- Died: 8 February 2001
- Education: National University of La Plata
- Occupation: Physicist
- Spouse: Marco Antonio Poggio

= Ana Buenaventura Mocoroa =

Argentine physicist

Ana Buenaventura Mocoroa (died 8 February 2001), also known as Titina Mocoroa, was an Argentine physicist. She is known for her contributions in experimental physics and her dedication to improving the teaching of her discipline.

==Biography==
Ana Buenaventura Mocoroa graduated with a licentiate in Physics in 1955 and later, in 1966, she obtained the degree of Doctor in Physics, both at the National University of La Plata (UNLP). She was among the first women in Argentina to obtain the latter title.

She served as a physics teacher in various faculties of UNLP and other institutions. She was a teacher at the Faculty of Exact Science, occupied the Physics I and Physics II chairs between 1979 and 1981, and Physics III in 1984. Together with her husband Marco Antonio Poggio (1917–1996), she taught at the UNLP Faculty of Medicine and the Escuela Naval Militar, and they co-wrote a general physics manual. She also taught modern physics.

At the Faculty of Humanities and Education Sciences, she was appointed a member of the Interfaculties Commission as a representative of the Faculty of Exact Sciences, with the aim of restructuring teacher study plans. The group was led by Dr. Lía Zervino, Nieves Baade, and engineer María Isabel Cotignola. Together they made numerous presentations to physics teaching congresses and meetings, where they discussed both classroom innovations and new content organization proposals. Together with her team, in 1997 she presented a curricular proposal for physics teaching in engineering programs.

She was director of the doctoral thesis of La Plata physicist Roberto Mercader.

==Recognition==
The National Technological University – La Plata Regional Faculty (UTN-FRLP) considered Titina Mocoroa a valuable teacher. In 1995, she was appointed consultant professor for a 3-year term. In 1998, UTN-FRLP named its new library "Biblioteca Prof. Dra. Ana B. Mocoroa" in her honor.

Titina Mocoroa was recognized for her qualities as a teacher, particularly clarity and dynamism. Physicist Moisés Silbert remembers her as a great motivator:

The first two years of the Licentiate were mostly shared with Engineering students, and the goal was to survive. As of the third year, I began to take specific subjects of the major, and my degree of motivation and commitment increased significantly. It was then that a young teacher, Ana (Titina) Mocoroa, now deceased, had a great influence in helping me discipline my studies. In large measure I owe it to her to have graduated.

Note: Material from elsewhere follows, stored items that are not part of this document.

PR #347, opened 2020-07-14
D2 relative strategy integration test

rachelhanhan:
Changes include:
1. A test framework to provide different call count, latency, error rate in multiple intervals to test load balancer strategies. Users can plugin different behaviors to perform all the scenario tests.
2. The actual integration test for RelativeLoadBalancer. Some of the tests run against both relative strategy and the old degrader strategy, and verify the expected behaviors are the same.

### DIFF
--- a/d2/src/main/java/com/linkedin/d2/balancer/strategies/relative/RelativeLoadBalancerTestHelper.java
+++ b/d2/src/main/java/com/linkedin/d2/balancer/strategies/relative/RelativeLoadBalancerTestHelper.java
@@ -17,6 +17,7 @@
 package com.linkedin.d2.balancer.strategies.relative;
 
 import java.net.URI;
+import java.util.Collections;
 import java.util.Map;
 
 
@@ -34,6 +35,6 @@ public class RelativeLoadBalancerTestHelper {
    */
   public static Map<URI, Integer> getPointsMap(RelativeLoadBalancerStrategy strategy, int partitionId)
   {
-    return strategy.getPointsMap(partitionId);
+    return Collections.unmodifiableMap(strategy.getPointsMap(partitionId));
   }
 }
--- a/d2/src/main/java/com/linkedin/d2/balancer/strategies/relative/RelativeLoadBalancerTestHelper.java
+++ b/d2/src/main/java/com/linkedin/d2/balancer/strategies/relative/RelativeLoadBalancerTestHelper.java
@@ -1,5 +1,5 @@
 /*
-   Copyright (c) 2012 LinkedIn Corp.
+   Copyright (c) 2020 LinkedIn Corp.
 
    Licensed under the Apache License, Version 2.0 (the "License");
    you may not use this file except in compliance with the License.
@@ -20,7 +20,18 @@ import java.net.URI;
 import java.util.Map;
 
 
+/**
+ * The helper class for {@link RelativeLoadBalancerStrategy} related tests
+ */
 public class RelativeLoadBalancerTestHelper {
+
+  /**
+   * Get points map for a given partition
+   *
+   * @param strategy The object of the strategy
+   * @param partitionId The id of the partition
+   * @return The points map
+   */
   public static Map<URI, Integer> getPointsMap(RelativeLoadBalancerStrategy strategy, int partitionId)
   {
     return strategy.getPointsMap(partitionId);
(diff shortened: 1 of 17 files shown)


d2/src/main/java/com/linkedin/d2/balancer/strategies/relative/RelativeLoadBalancerTestHelper.java
```diff
@@ -0,0 +1,39 @@
...
+  /**
+   * Get points map for a given partition
+   *
+   * @param strategy The object of the strategy
+   * @param partitionId The id of the partition
+   * @return The points map
+   */
+  public static Map<URI, Integer> getPointsMap(RelativeLoadBalancerStrategy strategy, int partitionId)
+  {
+    return strategy.getPointsMap(partitionId);
```
ChaoLinkedIn, line 37: Wrap with Collections.unmodifiableMap

d2/src/main/java/com/linkedin/d2/balancer/strategies/relative/RelativeLoadBalancerTestHelper.java
```diff
@@ -0,0 +1,39 @@
...
+public class RelativeLoadBalancerTestHelper {
+
+  /**
+   * Get points map for a given partition
+   *
+   * @param strategy The object of the strategy
+   * @param partitionId The id of the partition
+   * @return The points map
+   */
+  public static Map<URI, Integer> getPointsMap(RelativeLoadBalancerStrategy strategy, int partitionId)
```
ChaoLinkedIn, line 35: We should have an interface to expose pointsMap (not only for testing) because we'll have MBean to expose the values to inGraphs.

rachelhanhan: I'm actually thinking about if the points are really meaningful to be collected in the inGraph, for now I prefer not adding points into the inGraph any more, simply because I did not see much value to give the total points of a ring. I started a doc to add some new monitors: https://docs.google.com/document/d/19DpiTNuzXpdSaK-kYPRYg9RJenxJfuIy5zYX_l_1gtA/edit#heading=h.r3ucjtwt0vl4, I will spend some time discuss with you and other folks on the inGraphs to be added.

If this is only for testing, I don't want to expose it as an interface.

d2/src/main/java/com/linkedin/d2/balancer/strategies/relative/RelativeLoadBalancerTestHelper.java
rachelhanhan: Sure.

Also replying to the facilities question here: the new relative load balancer is not an actual "load balancer" in the implementation, it is just a new strategy, it still uses the existing SimpleLoadBalancer, and I don't think simpleLoadBalancer extends Facilities, but LastSeenLoadBalancer does, and it uses the SimpleLoadBalancer internally.

ChaoLinkedIn: ok

d2/src/main/java/com/linkedin/d2/balancer/strategies/relative/RelativeLoadBalancerTestHelper.java
ChaoLinkedIn: If you want to remove this one, it'll still be good to have something to replace.

The total points can reflect the internal state changes that we do not necessarily see just from the latency ingraphs. For example, we can see if the client degrades some hosts, or if the servers never got out of slowStart state. Just looking into error rate or latency will not get your idea. Also note that ingraphs has the granularity of 1 min, while d2 update state update every 5s. Some times the difference can reflect some minor changes.

rachelhanhan: I'm thinking about adding the number of unhealthy hosts (any host that has health score < 1 would count) in the inGraph.
Previously it uses total points in hash ring, which does not tell how many hosts have total points less than 100, the total points just does not make sense to me. We can also discuss more about this offline.

ChaoLinkedIn: Number of unhealthy hosts are good, but it cannot reflect how fast the servers are changing (degrade/recover). You may consider to add those metrics as well.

The astronomer Zulema González credits Titina Mocoroa for the support to find her true vocation:

Titina Mocoroa, Exactas professor, told me to come to work at the Observatory with Carlos Jaschek. At first I had to take some subjects in astronomy. I always felt like an astronomer.

Argentine physicist Adriana Calvo de Laborde mentioned Ana Mocoroa in her testimony at the Trial of the Juntas in 1985, referring to having asked for help in reference to Inés Ortega and her son born in captivity, who were disappeared under the civil–military dictatorship.

Inés did not come back with us; neither Inés nor her baby ever appeared again. She named him Leonardo and he was born on 12 March 1977, and he was in perfect condition and I, after I left, went to college. Through Dr. Mocoroa, a professor at the faculty, I sent this news to the family – I let them know that they had had a grandson named Leonardo.